Analysis of Munitions Contract Work Using Process Mining (프로세스 마이닝을 이용한 군수품 계약업무 분석 : 공군 군수사 계약업무를 중심으로)

  • Joo, Yong Seon;Kim, Su Hwan
    • Journal of Intelligence and Information Systems
    • /
    • v.28 no.4
    • /
    • pp.41-59
    • /
    • 2022
  • The timely procurement of military supplies is essential to maintain the military's operational capabilities, and contract work is the first step toward timely procurement.

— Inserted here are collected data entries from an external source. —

PR #970, opened 2024-04-17
Fix #969 Add collecting of declarations in addition to definitions

### LINKED ISSUE #969: Open Declaration (Ctrl + Click / F3) does not collect declarations
I checked an issue in a CDT LSP editor concerning the "open declaration" feature. In a C++ code example, I was able to jumpt to a method's definition, but not to its declaration.

I checked the LSP4E implementation in `org.eclipse.lsp4e.operations.declaration.OpenDeclarationHyperlinkDetector` and it turns out, the [LSP endpoint textDocument/declaration](https://microsoft.github.io/language-server-protocol/specifications/lsp/3.17/specification/#textDocument_declaration) is not used at all (see source code excerpt). I think, in addition to the definitions (and type definitions and implementations), the declarations should be collected here, too.

image

Are there any objections?

travkin79:
Instead of collecting only definitions (and type definitions and implementations), I modified the code to also collect declarations for the command "open declaration" in LSP4E. For example, in C++, that makes a difference, since methods can be defined, e.g. in .cpp files and declared in .hpp files.

### DIFF
--- a/org.eclipse.lsp4e/src/org/eclipse/lsp4e/LSPEclipseUtils.java
+++ b/org.eclipse.lsp4e/src/org/eclipse/lsp4e/LSPEclipseUtils.java
@@ -100,6 +100,7 @@ import org.eclipse.lsp4j.CompletionContext;
 import org.eclipse.lsp4j.CompletionParams;
 import org.eclipse.lsp4j.CompletionTriggerKind;
 import org.eclipse.lsp4j.CreateFile;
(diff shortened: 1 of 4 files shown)


rubenporras (approved):
Thanks

travkin79:
It seems, there is an `OutOfMemoryError` in the build run.

rubenporras:
I retriggered the job and it has ended normally. 
Thanks for the PR!

PR #971, opened 2024-04-18
Add a preference foldingReconcilingStrategy.collapseImports to control

rubenporras:
if the imports are collapsed by the editor.


mickaelistria:
Just to make sure: did you really face an issue with imports being collapsed by default, or is it more that fact that they get collapsed late after editors open that is an issue? Because this doesn't fix the later.

PR #975, opened 2024-04-24
Fixed #973 The default label for multiple declarations is not useful.

### LINKED ISSUE #973: The default label for multiple declarations is not useful
The computed label for multiple declarations is the name and the path of the resource with is not really useful as an end user.

It would be better to display the line declaring the symbol so the used can select the relevant entry. This could be done at least for `IFile` from the workspace since we can have the encoding and the stream to read its content.

ylussaud:


mickaelistria:

PR #985, opened 2024-05-03
Fix race condition in LanguageServerWrapper resulting in NullPointerException during LS initialization

sebthom:
When running the test suite on Windows and in Docker with Ubuntu, **a lot** of NPEs with the following stacktrace are thrown:
```py
java.lang.NullPointerException: Cannot invoke
"org.eclipse.core.runtime.IProgressMonitor.done()" because
"this.this$0.initializeFutureMonitor" is null
	at org.eclipse.lsp4e.LanguageServerWrapper$2.run(LanguageServerWrapper.java:407)
	at org.eclipse.core.internal.jobs.Worker.run(Worker.java:63)
```
and because of the NPE random tests seem to fail.

### DIFF
--- a/org.eclipse.lsp4e/src/org/eclipse/lsp4e/LanguageServerWrapper.java
+++ b/org.eclipse.lsp4e/src/org/eclipse/lsp4e/LanguageServerWrapper.java
@@ -19,6 +19,7 @@ package org.eclipse.lsp4e;
 
 import java.io.File;
 import java.io.IOException;
+import java.io.UncheckedIOException;
 import java.net.URI;
 import java.util.ArrayList;
 import java.util.HashMap;
@@ -297,7 +298,7 @@ public class LanguageServerWrapper {
 				try {
 					lspStreamProvider.start();
 				} catch (IOException e) {
-					throw new RuntimeException(e);
+					throw new UncheckedIOException(e);
 				}
 				return null;
 			}).thenRun(() -> {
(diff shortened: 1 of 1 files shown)


mickaelistria:
The tests failures are all related?

sebthom:
No, we are getting OOMs for all builds on Jenkins. No idea why. I opened a ticket but they say it must be a config change in our build process.

org.eclipse.lsp4e/src/org/eclipse/lsp4e/LanguageServerWrapper.java
```diff
@@ -387,11 +389,12 @@ private void advanceinitializeFutureMonitor() {
 		}
 	}
 
-	private synchronized Job createInitializeLanguageServerJob() {
+	private Job createInitializeLanguageServerJob() {
 		return new Job(NLS.bind(Messages.initializeLanguageServer_job, serverDefinition.label)) {
 			@Override
 			protected IStatus run(IProgressMonitor monitor) {
-				initializeFutureMonitor = SubMonitor.convert(monitor, initializeFutureNumberOfStages);
```
rubenporras, line 394: Maybe it is a silly question, but do we need an `AtomicReference`? Could we not achieve the same by saving `initializeFutureMonitor` to a local variable in line 394 (and also on line 382) before saving it to the class field, and then mark the monitor as done using the local variable?

Is there a benefit of `AtomicReference` over the local variable?

sebthom: As far as I see it, at a minimum the initializeFutureMonitor needs to be made volatile because it is accessed from two different threads and the Job in createInitializeLanguageServerJob otherwise may never see the assigned value. The nice part of AtomicReference is that it offers compareAndSet() which can avoid another type of race conditions when the wrapper is stopped and restarted in quick succession.

rubenporras (approved):
thanks

PR #1003, opened 2024-05-17
Rename head branch to main and update documentation links

sebthom:
This PR changes all references from "master" to "main". Besides the merge of this PR renaming the branch to `main` and setting it as default branch is required.

### DIFF
--- a/CONTRIBUTING.md
+++ b/CONTRIBUTING.md
@@ -104,7 +104,7 @@ LSP4E only accepts contributions via GitHub Pull Requests against [https://githu
 
 Before sending us a pull request, please ensure that:
 
-1. You are working against the latest source on the **master** branch.
+1. You are working against the latest source on the **main** branch.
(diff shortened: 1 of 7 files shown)


mickaelistria:
I'm OK with that. @rubenporras what do you think?

rubenporras:
I am also OK with the change. @sebthom, would you do the rename of the branch, etc. yourself after merging?

sebthom:
@rubenporras I don't think I have permission to change the default branch.

rubenporras:
I also do not know if I have the rights. @mickaelistria , do you know if you have them?

mickaelistria:
No, I don't. but we can proceed anyway, and just hope GitHub makes the right choice. If it doesn't, then we'll have to open an helpdesk ticket. The EF staff will encourage use to have our own `eclipse-lsp4e` GitHub orgs which would give committers and leads more power.

PR #1006, opened 2024-05-21
Code cleanup

sebthom:


org.eclipse.lsp4e/src/org/eclipse/lsp4e/operations/references/URIMatch.java
```diff
@@ -9,22 +9,28 @@
...
 import org.eclipse.jface.text.BadLocationException;
+import org.eclipse.jface.text.IDocument;
 import org.eclipse.lsp4e.LSPEclipseUtils;
 import org.eclipse.lsp4j.Location;
 import org.eclipse.search.ui.text.Match;
 
 public class URIMatch extends Match {
 
-	public final @NonNull Location location;
+	public static URIMatch create(final Location location) throws BadLocationException, URISyntaxException {
```
mickaelistria, line 22: What's wrong with sticking to a constructor here?

sebthom: The problem is that the first invocation in a constructor needs to be a super() call, that's why the current implementation parses the URI three times. to pass several values to the parent constructor args. which is very inefficient.

mickaelistria: OK, thanks. Can't wait for https://openjdk.org/jeps/447 ;)

sebthom: > OK, thanks. Can't wait for [openjdk.org/jeps/447](https://openjdk.org/jeps/447) ;)

Me too!

PR #1148, opened 2024-11-21
fix: merge instead of replacing style from semantic highlighting

gregdyke:
Semantic highlighting might be applied on top of other highlighting (e.g. diff highlighting in a compare view editor) -> merge instead of replacing


mickaelistria:
Thank you!

PR #1153, opened 2024-12-04
Allow semantic highlighting to unset bold and italic

gregdyke:
Semantic highlighting needs to be able to override the styles set by TM4E. Simply not setting the styles in TM4E would introduce flickering in the delay waiting for semantic highlighting.

If unsetting of bold and/or italic is not desired, disable using semanticHighlightReconciler.ignoreBoldNormal and
semanticHighlightReconciler.ignoreItalicNormal

----

When applying semantic highlighting, use
TextPresentation#mergeStyleRanges to create new style ranges and merge as "usual". Then traverse resulting style ranges and unset bold/italic where it is not set in semantic highlighting.

The double traversal algorithm is simplified because after calling TextPresentation#mergeStyleRanges we are guaranteed that each style range from semantic highlighting has exact overlap with 1 or more style ranges in the textPresentation.

----

Because textmate uses css, style {font-weight:"normal"} should be expected to modify the font-weight, whereas {font-weight:"inherit"} should not. However, TM4E parses the style into a an SWT StyleRange which prevents the differentiation between "normal"=unset bold if it is set and "inherit"=don't unset bold if it is set.

A more long term solution would use the css to determine whether an unset bold bit is overriding or not.

For the medium term we simply say "semantic highlighting has ownership of bold/italic and the style sheet must set them explicitly"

In addition, rapid signing of a contract enables consumers to set a leisurely delivery date and increases the possibility of budget execution, so it is essential to improve the contract process to prevent early execution of the budget and transfer or disuse. Recently, research using big data has been actively conducted in various fields, and process analysis using big data and process mining, an improvement technique, are also widely used in the private sector. However, the analysis of contract work in the military is limited to the level of individual analysis such as identifying the cause of each problem case of budget transfer and disuse contracts using the experience and fragmentary information of the person in charge. In order to improve the contract process, this study analyzed using the process mining technique with data on a total of 560 contract tasks directly contracted by the Department of Finance of the Air Force Logistics Command for about one year from November 2019. Process maps were derived by synthesizing distributed data, and process flow, execution time analysis, bottleneck analysis, and additional detailed analysis were conducted. As a result of the analysis, it was found that review/modification occurred repeatedly after request in a number of contracts. Repeated reviews/modifications have a significant impact on the delay in the number of days to complete the cost calculation, which has also been clearly revealed through bottleneck visualization. Review/modification occurs in more than 60% of the top 5 departments with many contract requests, and it usually occurs in the first half of the year when requests are concentrated, which means that a thorough review is required before requesting contracts from the required departments. In addition, the contract work of the Department of Finance was carried out in accordance with the procedures according to laws and regulations, but it was found that it was necessary to adjust the order of some tasks. This study is the first case of using process mining for the analysis of contract work in the military. Based on this, if further research is conducted to apply process mining to various tasks in the military, it is expected that the efficiency of various tasks can be derived.